Whatever runs from the line with "refactor(angular): gesture controller" to the end of the records below must be copied exactly, with nothing else included.

- - - - - - -

PR #28477, opened 2023-11-06
refactor(angular): gesture controller uses correct core instance

sean-perkins:
Issue number: Internal

---------

The `GestureController` provider does not use the correct underlying instance of the utilities from either the lazy or custom elements build, depending on if the developer is using `@ionic/angular` or `@ionic/angular/standalone`. It will always use the lazy instance.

- - - - - - -

#### [Output of the task]
refactor(angular): gesture controller uses correct core instance

sean-perkins:
Issue number: Internal

---------

The `GestureController` provider does not use the correct underlying instance of the utilities from either the lazy or custom elements build, depending on if the developer is using `@ionic/angular` or `@ionic/angular/standalone`. It will always use the lazy instance.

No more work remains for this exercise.